С Ниной мы договорились о продолжении работы на её личные темы. Нам пришлось много молча сидеть, много слушать. Нинин случай стал для меня наиболее сложным, поскольку её чувства были заперты крепко-накрепко, она совсем не могла говорить о себе, как будто заколдованная. Помогли игрушки. Я предложила Нине выбрать из кучи игрушек кого-нибудь на роль себя, и она выбрала фарфоровую шкатулочку, очень красивую, хрупкую, холодную на ощупь, с защелочкой, что само по себе было весьма символично. От имени этой шкатулочки на меня излился такой поток испепеляющего гнева на родителей, которые не смогли в свое время защитить девочку от насилия, что стало понятно, почему Нина молчала. Она не могла предъявить такие тяжелые обвинения в реальной жизни и предпочла закрыться, отгородиться от себя самой. А маленькая Аня, про которую Нина сказала «она моя душа», разделяла и выражала мамино горе как могла.
Выплеснув свое горе, детские обиды, приласкав своего «внутреннего ребенка», мамы стали спокойней обращаться со своими детьми. Эта работа всем пошла на пользу: мамы научились отличать свои потребности от детских, дети стали гораздо лучше занимать себя, оказывается, им тоже было тесно и душно в этих слитных взаимоотношениях.
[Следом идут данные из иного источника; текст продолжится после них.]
PR #356, opened 2013-01-08
Fix an issue in ConnectionManager where sendMessage may create too many unnecessary connections

shane-huang:
In ConnectionManager, sendMessage creates a new SendingConnection when connection host key is not found in connectionsById.  But there might be too many unnecessary connections created before connectionsById is updated in the connection-manager-thread.run. In out test ConnectionMangerTest fails on "connection reset by peer" or "timeout" when there're too many message sending threads. This patch reuse the connections and fix this issue.   Reported in issue tracker as SPARK-647 https://spark-project.atlassian.net/browse/SPARK-647

### DIFF
--- a/core/src/main/scala/spark/network/Connection.scala
+++ b/core/src/main/scala/spark/network/Connection.scala
@@ -136,10 +136,10 @@ extends Connection(SocketChannel.open, selector_) {
           if (chunk.isDefined) {
             messages += message  // this is probably incorrect, it wont work as fifo
             if (!message.started) {
-		logDebug("Starting to send [" + message + "]")
- 		message.started = true
-	 	message.startTime = System.currentTimeMillis
-	    }
+              logDebug("Starting to send [" + message + "]")
+              message.started = true
+              message.startTime = System.currentTimeMillis
+            }
             return chunk 
           } else {
             /*logInfo("Finished sending [" + message + "] to [" + remoteConnectionManagerId + "]")*/
--- a/core/src/main/scala/spark/network/Connection.scala
+++ b/core/src/main/scala/spark/network/Connection.scala
@@ -135,8 +135,11 @@ extends Connection(SocketChannel.open, selector_) {
           val chunk = message.getChunkForSending(defaultChunkSize)
           if (chunk.isDefined) {
             messages += message  // this is probably incorrect, it wont work as fifo
-            if (!message.started) logDebug("Starting to send [" + message + "]")
-            message.started = true
+            if (!message.started) {
+		logDebug("Starting to send [" + message + "]")
+ 		message.started = true
+	 	message.startTime = System.currentTimeMillis
+	    }
             return chunk 
           } else {
             /*logInfo("Finished sending [" + message + "] to [" + remoteConnectionManagerId + "]")*/
--- a/core/src/main/scala/spark/network/ConnectionManager.scala
+++ b/core/src/main/scala/spark/network/ConnectionManager.scala
@@ -43,12 +43,12 @@ private[spark] class ConnectionManager(port: Int) extends Logging {
   }
   
   val selector = SelectorProvider.provider.openSelector()
-  val handleMessageExecutor = Executors.newFixedThreadPool(4) 
+  val handleMessageExecutor = Executors.newFixedThreadPool(20) 
   val serverChannel = ServerSocketChannel.open()
   val connectionsByKey = new HashMap[SelectionKey, Connection] with SynchronizedMap[SelectionKey, Connection] 
   val connectionsById = new HashMap[ConnectionManagerId, SendingConnection] with SynchronizedMap[ConnectionManagerId, SendingConnection]
   val messageStatuses = new HashMap[Int, MessageStatus] 
-  val connectionRequests = new SynchronizedQueue[SendingConnection]
+  val connectionRequests = new HashMap[ConnectionManagerId, SendingConnection] with SynchronizedMap[ConnectionManagerId, SendingConnection] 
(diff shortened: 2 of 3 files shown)


core/src/main/scala/spark/network/Connection.scala
```diff
@@ -135,8 +135,11 @@ extends Connection(SocketChannel.open, selector_) {
           val chunk = message.getChunkForSending(defaultChunkSize)
           if (chunk.isDefined) {
             messages += message  // this is probably incorrect, it wont work as fifo
-            if (!message.started) logDebug("Starting to send [" + message + "]")
-            message.started = true
+            if (!message.started) {
```
rxin, line 138: Can you indent this, and trim trailing whitespaces?

core/src/main/scala/spark/network/ConnectionManager.scala
```diff
@@ -43,12 +43,12 @@ private[spark] class ConnectionManager(port: Int) extends Logging {
   }
   
   val selector = SelectorProvider.provider.openSelector()
-  val handleMessageExecutor = Executors.newFixedThreadPool(4) 
+  val handleMessageExecutor = Executors.newFixedThreadPool(20)
```
rxin: Perhaps this is a good chance to make this configurable as a system property? Same for the 10 secs wait time.

core/src/main/scala/spark/network/ConnectionManager.scala
```diff
@@ -78,11 +78,12 @@ private[spark] class ConnectionManager(port: Int) extends Logging {
 
   def run() {
     try {
-      while(!selectorThread.isInterrupted) {
-        while(!connectionRequests.isEmpty) {
-          val sendingConnection = connectionRequests.dequeue
+      while(!selectorThread.isInterrupted) {   
+        for( (connectionManagerId, sendingConnection) <- connectionRequests) {
```
rxin, line 82: trim trailing whitespace

rxin:
Hi Shane - thanks for doing this. I left a couple nitpicks.

core/src/main/scala/spark/network/ConnectionManager.scala
```diff
@@ -78,11 +78,12 @@ private[spark] class ConnectionManager(port: Int) extends Logging {
...
+          //val sendingConnection = connectionRequests.dequeue
```
tdas: Any reason to keep this line around?

shane-huang: should remove the commented line. Sorry didn't notice.

core/src/main/scala/spark/network/ConnectionManagerTest.scala
```diff
@@ -13,8 +13,8 @@ import akka.util.duration._
 
 private[spark] object ConnectionManagerTest extends Logging{
   def main(args: Array[String]) {
-    if (args.length < 2) {
-      println("Usage: ConnectionManagerTest <mesos cluster> <slaves file>")
+    if (args.length < 5) {
+      println("Usage: ConnectionManagerTest <mesos cluster> <slaves file> <num of tasks> <size of msg> <count>")
```
tdas: Since you have added 2 extra parameters, can you specify in some comment above what values should be used for these 2 parameters?

core/src/main/scala/spark/network/ConnectionManager.scala
shane-huang: I agree it's good to make thread pool size a system property. However I think it's not worthy of making10 secs wait time as system property in ConnectionManager's object main.  It seems this small unit test is not quite useful for real testing (as it only sends message to itself) and there's many fixed arguments such as count 10 and size 10MB. I will change it back to 1 and make it less confusing. i'd rather make the arguments settable in ConnectionManagerTest.scala which demonstrates better a cluster's network connection throughput.

core/src/main/scala/spark/network/ConnectionManagerTest.scala
```diff
@@ -56,13 +56,13 @@ private[spark] object ConnectionManagerTest extends Logging{
           logInfo("Sending [" + bufferMessage + "] to [" + slaveConnManagerId + "]")
           connManager.sendMessageReliably(slaveConnManagerId, bufferMessage)
         })
-        val results = futures.map(f => Await.result(f, 1.second))
+        val results = futures.map(f => Await.result(f, 999.second))
```
shane-huang: i'll change the 999 wait time as settable. Because the wait time should differ based on different transfer size.

core/src/main/scala/spark/network/ConnectionManager.scala
rxin: Ah yes - sorry I missed the part that it was in test code; and I was thinking about something else (the map output tracker wait time).

shane-huang: BTW, I noticed the configurations are scattered everywhere in source code. Why not have a place to gather all settable system properties (something like mapred-site.xml/hdfs-site.xml in hadoop/conf) or at least in some documentation so that people don't have to look into code to know which arguments are tunable.  Any plans for that?

rxin: I thought it was a great idea and created a ticket for this a while ago
https://spark-project.atlassian.net/browse/SPARK-529

I don't think anyone has got around to implement it yet. If you are
interested, it might make sense to do it after the streaming code is merged
into master.

shane-huang:
The new commit modified whitespace, use configurable system properties and add comments in ConnectionManagerTest

mateiz:
Hey Shane,

This looks good -- thanks! I'm going to add it into the 0.6 branch too.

Одним из важнейших для меня видимых результатов стало то, что детишки начали рисовать себя и маму — за ручку, а не одним непонятным существом, как было в начале.
Да, младенец нуждается в неусыпной материнской заботе. Но до поры до времени, пока он действительно беспомощен. Вовремя отлучить от груди, разжать руки, благословить на уход из дома — это важный этап взросления, в том числе и матери тоже. И если её собственное «отлучение от груди» было травматичным или несвоевременным, то молодой женщине будет сложно расстаться с малышом (или уже не малышом). Я могу только пожелать всем мамам заботиться о своем «внутреннем ребенке», слушать и слышать его голос в себе, не забывать о нем. И — обращаться за помощью, если нужно.